PROBLEM REQUIREMENTS
Could you copy, exactly as written, every line from the first line of the records through the one containing "- two traces"?
[Opening DATASET RECORDS section]
PR #126, opened 2020-09-24
camel instrumentation

ghost:
Resolves APMI-1057

In order to meet Nike's requirements for improved Camel tracing in SFx agent (Camel provides separate OTEL module):
- integrated https://github.com/apache/camel/tree/camel-2.20.x/components/camel-opentracing
- changed the code to make it work with SFx autoinstrumentation
- added guards (multiple instrumentation etc.)
- fixed OpenTracing / agent integration (keeping spans from different instrumentations in sync)

"Business" side of the instrumentation remained untouched!

Tested with sample Camel 2.20.x applications (client, two services). Trace ID propagation confirmed 👍 

Current state:

- integration tests added
- traces generated properly (child/parent, trace id propagation)
- issue with Servlet3 instrumentation when "jetty" Camel route is used - Servlet3 instrumentation adds extra span ("org.eclipse.jetty.servlet.ServletHandler$CachedChain") as Camel calls distpach() in the middle of the filer chain, which causes Serlvet instrumentation to close existing server span  

NOTE:
- JDK 7 test failures (not relevant - Camel is 8 up)
- JDK 8 latest deps failures - not relevant as caused by Mongo tests that fail master as well


iNikem:
@kubawach can you point out where do you expect for those separate spans to be in the bigger trace?

kubawach:
> @kubawach can you point out where do you expect for those separate spans to be in the bigger trace?

Happy to do so! In the provided example, there are following issues:
- two traces - 04f0ca77faa19115 (started by commons-http-client) and 46a39b709d6e0ea1 (started by camel-timer - the client call)
- the second trace contains only two spans - client (main timer) and client (http component executing the call)
- the first one contains spans for all three tiers (client, service 1, service 2) but spans fork each time camel is involved, for example spans 3d68d0ae8a7ab1a9 and 6d467e5de5adc6ce have own branches, for camel and other instrumentations respectively, even though there is a single execution
- single span from the third layer (SERVICE 2) - 628a3334cd8da8f7 - has "http client" span from SERVICE 1 (711c68ab882e494e) as the parent

dd-java-agent/instrumentation/apache-camel-2.20/src/main/java/org/apache/camel/opentracing/OpenTracingTracer.java
```diff
@@ -0,0 +1,265 @@
...
+
+    @Override
+    public void onExchangeBegin(Route route, Exchange exchange) {
+      try {
+
+        SpanDecorator sd = getSpanDecorator(route.getEndpoint());
+        Span span =
+            tracer
+                .buildSpan(sd.getOperationName(exchange, route.getEndpoint()))
+                .asChildOf(
```
iNikem, line 226: I think here we first have to check if there is active "our" span already present. If yes, then use it as parent, no remote span extracted from the wire

dd-java-agent/instrumentation/apache-camel-2.20/src/main/java/org/apache/camel/opentracing/ActiveSpanManager.java
```diff
@@ -0,0 +1,91 @@
...
+  }
+
+  /**
+   * This method activates the supplied span for the supplied exchange. If an existing span is found
+   * for the exchange, this will be pushed onto a stack.
+   *
+   * @param exchange The exchange
+   * @param span The span
+   */
+  public static void activate(Exchange exchange, Span span) {
```
iNikem, line 48: I would try to call `datadog.trace.bootstrap.instrumentation.api.AgentTracer#activateSpan` here to active our span at the same time as Camel actives its span. I don't quite understand when and how we should close the resulting scope.

iNikem:
@kubawach First, I think the second trace is not important here at all. It is just a second trace irrelevant to the first one. But that is not the most important part :)

It seems that indeed we have problems because span manipulations done by camel and by our agent are not in sync. I have left a couple of comments in places where, I think, we should try to synchronise two systems. Give it a try.

dd-java-agent/instrumentation/apache-camel-2.20/src/main/java/org/apache/camel/opentracing/OpenTracingTracer.java
kubawach: Done.

dd-java-agent/instrumentation/apache-camel-2.20/src/main/java/org/apache/camel/opentracing/ActiveSpanManager.java
kubawach: Done.

iNikem (approved):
[Closing DATASET RECORDS section]
SOLUTION FOR THIS TASK
PR #126, opened 2020-09-24
camel instrumentation

ghost:
Resolves APMI-1057

In order to meet Nike's requirements for improved Camel tracing in SFx agent (Camel provides separate OTEL module):
- integrated https://github.com/apache/camel/tree/camel-2.20.x/components/camel-opentracing
- changed the code to make it work with SFx autoinstrumentation
- added guards (multiple instrumentation etc.)
- fixed OpenTracing / agent integration (keeping spans from different instrumentations in sync)

"Business" side of the instrumentation remained untouched!

Tested with sample Camel 2.20.x applications (client, two services). Trace ID propagation confirmed 👍 

Current state:

- integration tests added
- traces generated properly (child/parent, trace id propagation)
- issue with Servlet3 instrumentation when "jetty" Camel route is used - Servlet3 instrumentation adds extra span ("org.eclipse.jetty.servlet.ServletHandler$CachedChain") as Camel calls distpach() in the middle of the filer chain, which causes Serlvet instrumentation to close existing server span  

NOTE:
- JDK 7 test failures (not relevant - Camel is 8 up)
- JDK 8 latest deps failures - not relevant as caused by Mongo tests that fail master as well


iNikem:
@kubawach can you point out where do you expect for those separate spans to be in the bigger trace?

kubawach:
> @kubawach can you point out where do you expect for those separate spans to be in the bigger trace?

Happy to do so! In the provided example, there are following issues:
- two traces - 04f0ca77faa19115 (started by commons-http-client) and 46a39b709d6e0ea1 (started by camel-timer - the client call)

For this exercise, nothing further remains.